Tuesday, July 13, 2010

Ancient letter to Pharaoh found

Discovery Channel (Rossella Lorenzi)

With photograph.

Archaeologists in Jerusalem have unearthed the most ancient written document ever found in the Holy City – a tiny fragment of a letter thought to be addressed to Akhenaten, the “heretic” pharaoh who ruled Egypt during the 14th century B.C.

Discovered outside Jerusalem’s Old City walls, the document consists of a minuscule clay fragment -- about one square inch -- covered with cuneiform script in ancient Akkadian.

Thought to date back some 3,400 years, the fragment appears to have been part of a tablet from the royal archives.
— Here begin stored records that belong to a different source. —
PR #384, opened 2015-05-26
fix(examples): fix requirejs example

thgreasi:


thgreasi:
We could probably also delete the `./examples/require.js` file.

thgreasi:
Should we also include an example that requires each driver independently?
Possibly also add such a test case as well?

tofumatt:
I'll add this in but I don't think we need those examples. As discussed dynamic requiring isn't super important to me :smile:

PR #387, opened 2015-05-31
test(browserify): add test for browserify bundling

thgreasi:


thgreasi:
I guess this was the only missing module type test.

I think we should first check for Promises before requiring the module. Something like:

Indeed, the script on the chip, which includes the words “you,” “you were,” “later,” “to do” and “them,” is of a very high level, according to Wayne Horowitz, a scholar of Assyriology at the Hebrew University Institute of Archaeology.

“It was written by a highly skilled scribe that in all likelihood prepared tablets for the royal household of the time,” said Horowitz, who deciphered the script with colleague Takayoshi Oshima of the University of Leipzig, Germany.

The fragment is believed to be a contemporary of the 380 tablets discovered in the 19th century at Amarna in Egypt in Akhenaten’s archives.